2. Manage my energy levels - which means exercise yes but also more meditation and quick naps when I get home so that I then have energy to write and exercise.
3. Stop thinking I don't have enough time. I do. I have lots of time. I tend to think I have to hoard time for writing or something. I don't. I have enough time to write and do other things. And doing other things will help the writing.
4. Get fit. This is the hard one. I'm going back to pilates next week so that's the easy part. The hard part for me is always, always, always, the cardio. I have a big old "I don't like cardio" tape in my head. Which is just plain wrong because I do like it once I get going. I just need the "how to get going" part. None of my friends live close enough to be regular exercise buddies, so it's just me. And, quite frankly, I need to get it through my head that "just me" is the most important reason to exercise. I could get a dog but I'm not home enough really and the cats have reached elder statescat age (grey cat is 14, orange cat will be that early next year) where I think introducing a dog at this point would just be unfair. So it really is just me and my excuses. So I need to start small. Small walks. The same "just do ten minutes" technique I use on the writing.
5. Give up a couple of obvious bad habits. I gave up diet coke and caffeine for the naturopath. The no caffeine thing has slipped a bit during the travel and return to work. Trouble is, given I'm not a coffee drinker and I don't really like tea, I tend to drink Coke which is way too much sugar. It would be okay if I could do one a week but one a week slips to one a day then two a day and then it's not good. I don't want to go back to diet coke because really I think the aspartame had a lot to do with how bad I was feeling. So get off the caffeine again and train myself to drink something non-Coke/non-aspartame for energy when I really need it. The other one is chocolate. Prior to the naturopath I'd pretty much given up regular chocolate eating. I'd buy a bar now and then but it wasn't something I had in the house very often. But during the crazy naturopath diet, dark chocolate was one of the few treats I was allowed and I've gotten somewhat addicted. Which means I'm eating 100g or 200g of chocolate a week that I wasn't before. Even if it is the 70% cocoa kind, there's still a whack of fat and sugar in that.. So back to one small block (aka the 35g ones) a week I think.
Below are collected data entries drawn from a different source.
PR #101, opened 2015-11-02
Add examples for some functions in Data.Vector

MaxGabriel:
Here's an image of what the generated Haddocks look like:
image

I'm not sure if you have strong preferences on how exactly to format the code examples; I can be flexible with that.

### DIFF
--- a/Data/Vector.hs
+++ b/Data/Vector.hs
@@ -1245,79 +1245,256 @@ ifoldr' = G.ifoldr'
 -- -----------------
 
 -- | /O(n)/ Check if all elements satisfy the predicate.
+--
+-- ==== __Examples__
+--
+-- @
+-- __>>> V.'all' (== "hello") $ V.'replicate' 10 ("hello")__
+-- True
+-- @
+--
+-- @
+-- __>>> V.'all' (== "foo") $ V.'fromList' []__
+-- True
+-- @
 all :: (a -> Bool) -> Vector a -> Bool
 {-# INLINE all #-}
 all = G.all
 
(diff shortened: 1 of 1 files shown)


MaxGabriel:
It looks like the `git clone` failed for the [GHC=head build](https://travis-ci.org/haskell/vector/jobs/88704511):

```
75.13s$ git clone --depth=50 https://github.com/haskell/vector.git haskell/vector
Cloning into 'haskell/vector'...
fatal: unable to access 'https://github.com/haskell/vector.git/': Couldn't resolve host 'github.com'
The command "eval git clone --depth=50 https://github.com/haskell/vector.git haskell/vector" failed. Retrying, 2 of 3.
```

That may need to be retried.

cartazio:
this is a cool idea, @dolio  and i are doing some cleanup on master at the moment, but having doc tests style examples that are also part of our tests would be pretty sweet, pardon the slow turn around on this. would that be something you'd be interested in helping drive?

6. Take another look at some FlyLady routines to keep the house feeling like it's under control and help with the 'no time, no time' feeling. I did Flylady for about a year at one point but it's one of the balls that got dropped but I'm slowly rebuilding my work week routines post holiday, so I think this is a good time to look at it again.
7. Be kind to myself. I'm not going to be perfect at this. I'm going to fall off the wagon now and then but I need to let that go and just get back on. I have lots of good cheerleaders to help me so I need to be a cheerleader for myself. Work with my strengths so it all works for me.
And man, this has turned out to be long and rambling. But it needed to get out of my head and written down. Having achieved that and a short walk this morning, I can just keep going.